От «Актов» в прямом и собственном смысле отличаются «Страсти», в которых вокруг суда и казни мученика концентрируется целое повествование романического толка, предназначенное «воспитывать» читателя. Среди наиболее известных и древних текстов этого рода можно напомнить на греческом языке «пассионы» Пиония, Максима, Акакия, Понтиана, и на латинском, кроме хорошо известных «Страстей Перпетуи и Фелициты» (начало III в.), — «Житие» Киприана, написанное диаконом Пон-тием, которое стало образцом для будущих биографов «святых» и аскетов в эпоху монашества. Что касается формул исповедания веры, ясно, что если они становятся более пространными и сложными, особенно когда касаются вопроса о троичности, можно быть уверенным, что соответствующие писания появились позже соборов IV в. и символов веры Никейского и Константинопольского соборов.
Другая характерная черта послеконстантинианской мартирологии — это превращение судьи непосредственно а простое орудие дьявола: когда государственная бюрократия была христианизирована, она уже не могла более выглядеть ответственной за пытки и приговоры мученикам, если только судья не действовал по прямому наущению лукавого. Вот тогда-то в рассказ и начали вплетать целый иабор сверхъестественных явлений, чудотворных вмешательств небесных сил, которые, впрочем, почти никогда не могли спасти жертвы от трагического конца. Это все также признаки позднего происхождения текстов.
По сути же дела, проблема подлинности этих рассказов, которая так занимает церковных историков, поставлена неверно. Речь идет не о том, чтобы отыскать древнейший исходный документ — основу повествования, а о том, чтобы увидеть, каким особым состоянием духа, каким религиозным и культурным фоном вдохновлялся рассказ о событиях, какова бы ни была подлинная дата составления «Актов» и «Страстей». Тип приписанной мученику речи — вот что следует принимать в расчет, чтобы решить вопрос о хронологии и обстоятельствах дела. В этом свете и «Деяния» и «Страсти» по праву входят если не в число заслуживающих внимания источников историк того периода, к которому, относится рассказ, то в состав свидетельств процесса развития христианской идеологии.

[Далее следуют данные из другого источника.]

PR #4114, opened 2019-10-31
Remove py2 tests

### LINKED ISSUE #2545: enable test_proxy_connect in Python 3

wRAR:
This removes Python2-only tests and updates test_proxy_connect.py to new mitmproxy.

Fixes #2545.


tests/test_proxy_connect.py
```diff
@@ -1,63 +1,78 @@
 import json
 import os
+import re
+from subprocess import Popen, PIPE
+import sys
```
Gallaecio: :lipstick: I think the `subprocess` import should be below `sys`, being in the `from … import …` form. See https://stackoverflow.com/a/20763446/939364

tests/test_proxy_connect.py
```diff
@@ -1,63 +1,78 @@
...
+                           stdout=PIPE, env=get_testenv())
+        line = self.proc.stdout.readline().decode('utf-8')
+        host_port = re.search(r'listening at http://([^:]+:\d+)', line).group(1)
+        address = 'http://%s:%s@%s' % (self.auth_user, self.auth_pass, host_port)
+        return address
+
+    def stop(self):
+        self.proc.kill()
+        self.proc.wait()
+        time.sleep(0.2)
```
Gallaecio: From recent experience, I think we need to change these last two lines to `self.proc.communicate()` :slightly_smiling_face:

tests/test_proxy_connect.py
```diff
@@ -100,9 +117,10 @@ def test_https_tunnel_without_leak_proxy_authorization_header(self):
         with LogCapture() as l:
             yield crawler.crawl(seed=request)
         self._assert_got_response_code(200, l)
-        echo = json.loads(crawler.spider.meta['responses'][0].body)
+        echo = json.loads(crawler.spider.meta['responses'][0].body.decode('utf-8'))
```
Gallaecio: Is this a Scrapy `Response` object? Because then:

```suggestion
        echo = json.loads(crawler.spider.meta['responses'][0].text)
```

conftest.py
```diff
@@ -8,11 +7,10 @@
 ]
 
 
-if six.PY3:
-    for line in open('tests/py3-ignores.txt'):
-        file_path = line.strip()
-        if file_path and file_path[0] != '#':
-            collect_ignore.append(file_path)
+for line in open('tests/py3-ignores.txt'):
```
Gallaecio: Should we take the chance to rename that file to simply `ignores.txt`?

tests/test_proxy_connect.py
```diff
@@ -67,6 +81,7 @@ def test_https_connect_tunnel(self):
             yield crawler.crawl(self.mockserver.url("/status?n=200", is_secure=True))
         self._assert_got_response_code(200, l)
 
+    @pytest.mark.xfail(reason='mitmproxy gives an error for noconnect requests')
```
kmike: What error is that? Is it some feature missing in mitmproxy, which was present before? If so, it'd be good to open a ticket in their issue tracker, and add a link  here.

wRAR: "Invalid request scheme: https" like in https://github.com/mitmproxy/mitmproxy/issues/848.

See https://github.com/scrapy/scrapy/issues/2545#issuecomment-532153176

Note that the mitmproxy issue above is open but I'm not 100% sure it's the same use case. Actually, I'm not sure *what* is the use case for the Scrapy code to skip CONNECT.

wRAR: https://github.com/scrapy-plugins/scrapy-crawlera/pull/44

wRAR: @kmike I've added a comment about this as requested

kmike:
Thanks @wRAR! I'm merging it; could you please open an issue to add noconnect tests back, to keep track of it (even if we decided not to add them back)?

В обстановке, возникшей вслед за окончанием преследований, почитание мучеников становится одним из основных элементов религиозного культа. Годовщина смерти мученика отмечается торжествами, а день его мученической кончины еще и сегодня в церковной традиции считается подлинной датой, днем его «рождения». Мученикам и святым была постепенно, с годами, передана большая часть чудотворных способностей и мифических атрибутов языческих божеств, особенно в сельских районах, в соответствии с той же линией развития, которая ранее сделала греческого Диониса или Вакха римским богом, а племенные божества кельтов и германцев превратила в персонификации Юпитера, Марса, Меркурия и Геракла.
Когда весь этот процесс достиг определенного, достаточно высокого ритма, вся религиозная и социальная структура империи уже была иной, чем прежде.
Обожествленные языческие Цезари уступили место новым христианским государям, покровителям веры. И начиная с этого времени государственное принуждение будет впредь осуществляться во имя ноеой идеологии, которая будет охранять власть государства над массами.